For the kind of things you are looking at I don't think you would be disappointed with a 10x22. The PM 1022 is well regarded but is pushing your budget. Look at the tooling a lathe comes with when you are making comparisons, the PM1022 is one of the more expensive lathes in this size but it also comes with a lot of good quality tooling, more than most.

PM is often brought up for its good customer support. Grizzly is sometimes lumped into the "cheap" Chinese like Harbor Freight or random ebay sellers but they are a reputable dealer with a long history. They are a big company so probably lack some of the personal attention you get from a smaller company like Sherline, LMS or PM, but I've had nothing but competent and responsive service when I have bought an item from them. If one of their machines is a better fit to your space or budget, I would not worry about getting support if you have an issue with the machine. Most of the machines that they sell in your size range have been in production for decades.
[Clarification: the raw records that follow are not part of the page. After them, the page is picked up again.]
PR #93, opened 2016-12-10
ocaml: qcow >= 0.7.0 is functorised over Time

djs55:
Modern versions of `qcow` when configured to automatically compact will wait until there have been no `discard`s for some period of time in order to batch a run of `discard`s together.

### DIFF
--- a/README.md
+++ b/README.md
@@ -38,7 +38,7 @@ via `brew` and using `opam` to install the appropriate libraries:
     $ brew install opam libev
     $ opam init
     $ eval `opam config env`
-    $ opam install uri qcow conf-libev logs fmt
+    $ opam install uri qcow.0.7.0 conf-libev logs fmt
 
 Notes:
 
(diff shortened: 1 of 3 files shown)


ijc25:
Does this require a version constraint adding somewhere? I'm not sure where it would be, we don't seem to have an opam file in this repo (nor am I sure we want/need one).

Assuming we don't need anything like that: LGTM.

djs55:
I don't think we strictly need a constraint -- `opam` will install the latest version which is now `0.7.0`.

Vintage lathes can also be a good option, but availability varies widely by location. There is also the issue of knowing what you are looking at so you don't buy a problem. This is usually an issue for people just getting into the hobby unless they know somebody who can go and look at a machine with them.


----------



## skeptonomicon (Dec 4, 2020)

Aaron, thanks, Great info. Some of this is starting to make sense. The 16" was not a hard requirement, but a nice to have. I think I would be OK if I had 10" between the center and chuck. I was confused by LMS spec of "swing above saddle" when other manufacturers where quoting swing over cross slide. Are these roughly equivalent. Ultimately I would just like to know the diameter and length of the piece I could work, but never expected this would be easy to figure out.


----------



## Aaron_W (Dec 4, 2020)

skeptonomicon said:


> Aaron, thanks, Great info. Some of this is starting to make sense. The 16" was not a hard requirement, but a nice to have. I think I would be OK if I had 10" between the center and chuck. I was confused by LMS spec of "swing above saddle" when other manufacturers where quoting swing over cross slide. Are these roughly equivalent. Ultimately I would just like to know the diameter and length of the piece I could work, but never expected this would be easy to figure out.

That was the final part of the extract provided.